Teaching basic lab skills
for research computing

Spreadsheets: Introduction

Spreadsheets/Introduction at YouTube

Hello, and welcome to the first episode of the Software Carpentry lecture on spreadsheets. In this episode, we'll have a look at a few simple things they can do.

A spreadsheet is a tool for performing computations on tables of data. They're most useful when your data is numeric, and organized into rows and columns.

We'll use Microsoft Excel, since it's cross-platform and widely available. There are alternatives, such as OpenOffice Calc and Gnumeric, that have similar features.

Each rectangle in a spreadsheet is called a cell.

Cells can contains numbers, dates, times, or plain text.

In this spreadsheet, the cells contain information about Canada's provinces and territories.

Information for each province and territory is in a single row; the columns hold their areas, populations, and CO2 emissions for 1990 and 2008.

Those CO2 emissions are measured in megatons. If we want the 2008 values in kilotons, we can put formulas in cells to do the conversions.

First, let's add a heading for our new emissions column. We want each cell in this column to contain the corresponding cell value in column E, times 1000.

Let's start by putting our cursor in cell F2. We want F2 to contain the value in E2 times a thousand, so we type "=E2*1000".

Every formula starts with an equals sign. As usual, "*" is the multiplication operator, and E2 is a cell reference. It works just like a variable: using it means, "The value located in that cell."

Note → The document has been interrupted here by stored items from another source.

PR #1285, opened 2023-06-14
lig-3492: Fetch datasets owned by team members

huan-lightly-0:
Updated `get_datasets_by_name` and `get_datasets_iter` so that team datasets are returned when the flag `shared` is not `False`.

Test:
* Create one dataset named "test-dataset" using my account.
* Create another dataset named "test-dataset" using a service account.
* Call `get_datasets_by_name` against the API server and get 2 datasets.

### DIFF
--- a/lightly/api/api_workflow_datasets.py
+++ b/lightly/api/api_workflow_datasets.py
@@ -1,6 +1,6 @@
 import warnings
 from itertools import chain
-from typing import Iterator, List, Optional
+from typing import Iterator, List, Optional, Set
 
 from lightly.api import utils
 from lightly.openapi_generated.swagger_client.models import (
@@ -111,8 +111,8 @@ class _DatasetsMixin:
                 one dataset will be returned.
                 If True, returns only datasets which have been shared with the user. Can
                 return multiple datasets.
-                If None, returns datasets the users has access to. Can return multiple
-                datasets. Defaults to False.
+                If None, returns datasets the users has access to, including team
+                datasets. Can return multiple datasets. Defaults to False.
 
         Returns:
             A list of datasets that match the name. If no datasets with the name exist,
@@ -134,7 +134,7 @@ class _DatasetsMixin:
             >>> client.get_datasets_by_name(dataset_name="random-name")
             []
         """
-        datasets = []
+        datasets: List[DatasetData] = []
         if not shared or shared is None:
             datasets.extend(
                 self._datasets_api.get_datasets_query_by_name(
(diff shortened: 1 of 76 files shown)


lightly/api/api_workflow_datasets.py
```diff
@@ -111,8 +111,8 @@ def get_datasets_by_name(
                 one dataset will be returned.
                 If True, returns only datasets which have been shared with the user. Can
                 return multiple datasets.
-                If None, returns datasets the users has access to. Can return multiple
-                datasets. Defaults to False.
+                If None, returns datasets the users has access to, including team
+                datasets. Can return multiple datasets. Defaults to False.
```
michal-lightly, line 115: What is the difference between `shared=True` and `shared=None`? Team datasets are shared with the user, no? This is very counterintuitive.

michal-lightly: Imho in the ideal case the api client would have almost no logic and just mimic the api spec parameters. But I understand that this was changed in another PR.

tests/api_workflow/test_api_workflow_datasets.py
```diff
@@ -234,9 +234,12 @@ def test_get_datasets__shared(mocker: MockerFixture) -> None:
...
     client.get_datasets(shared=True)
-    mocked_pagination.assert_called_once_with(
-        mock_datasets_api.get_datasets, shared=True
-    )
+    assert mocked_pagination.call_count == 2
+    call_args = mocked_pagination.call_args_list
+    assert call_args[0][0] == (mock_datasets_api.get_datasets,)
+    assert call_args[0][1] == {"shared": True}
+    assert call_args[1][0] == (mock_datasets_api.get_datasets,)
+    assert call_args[1][1] == {"get_assets_of_team": True}
```
michal-lightly, line 242: We should also test that the results are unique if the multiple calls return duplicate datasets.

michal-lightly (changes requested):

lightly/api/api_workflow_datasets.py
```diff
@@ -151,7 +153,24 @@ def get_datasets_by_name(
...
                 )
             )
-        return datasets
+            datasets.extend(
+                self._datasets_api.get_datasets_query_by_name(
+                    dataset_name=dataset_name,
+                    exact=True,
+                    get_assets_of_team=True,
+                )
+            )
```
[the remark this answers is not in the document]
huan-lightly-0: No. According to what Jeremy told me, `get_assets_of_team` takes precedence over `shared`, so two calls are needed.

lightly/api/api_workflow_datasets.py
```diff
@@ -151,7 +153,24 @@ def get_datasets_by_name(
...
+
+        # De-duplicate datasets because results from shared=True and
+        # those from get_assets_of_team=True might overlap
+        dataset_ids: Set[str] = set()
+        filtered_datasets: List[DatasetData] = []
+        for dataset in datasets:
+            if dataset.id not in dataset_ids:
+                dataset_ids.add(dataset.id)
+                filtered_datasets.append(dataset)
```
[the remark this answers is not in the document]
huan-lightly-0: I think it's safer to keep this logic here. Now we already struggle understanding what is actually returned. Remembering whether or not the returned sets are disjoint will be even worse. Keeping the logic here ensures that no duplicate is returned in any case.

tests/api_workflow/test_api_workflow_datasets.py
huan-lightly-0: Updated the test case.

lightly/api/api_workflow_datasets.py
huan-lightly-0: Updated relevant docstrings.

michal-lightly (approved):
LGTM, thanks! :)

We could emissions in kilotons for the other regions by typing a new formula for each, but that would be tedious, and we'd probably make mistakes. There's a better way.

Let's copy the formula in cell F2 and paste it into cell F3. If you look at the formula bar, you'll see that Excel automatically changed the formula to a thousand times E3, which is what we want.

Let's copy it again, then select the rest of the cells in the column, and paste it into all of them at once.

Looking at the cells one by one, we can see that Excel has adjusted the cell reference in each.

If this was a program, we wouldn't repeat the number 1000 over and over again. Instead, we would put it in a variable of its own and reference that.

We can do that with spreadsheets as well. Let's go down to row 16 and create a new heading "megatons to kilotons". Excel doesn't require this, but it's a good habit to get into, since a spreadsheet with thousands of cells and no labels is pretty hard to figure out.

We'll put the value 1000 in cell B16, then delete all of the formulas in column F, and type in a new formula: F2 equals E2 times B16.

That does what we want, but when we copy the formula and paste it into cell F3, we get zero instead of 244,300. What's gone wrong?

Looking at the formula bar, we can see that Excel has adjusted the cell references so that the formula is E3 times B17. The first change is right, but the second makes the formula refer to an empty cell.

We can prevent the spreadsheet from automatically adjusting the reference to B16 by using an absolute reference. An absolute reference has a dollar sign before the column name, row number, or both.

In our case, since we don't want B16 to be translated in any direction, we'll reference it using $B$16.

When we copy the formula into other cells, Excel only updates one of the references, not the other, which is what we want.

And now, if we want emissions in tons instead of kilotons, all we have to do is change the value in B16 from a thousand to a million, and all of the cells that depend on it are automatically updated.

If we change the value back, the cells are updated again.

This is why people use spreadsheets: they automatically keep track of what depends on what, and update things as needed whenever any values change.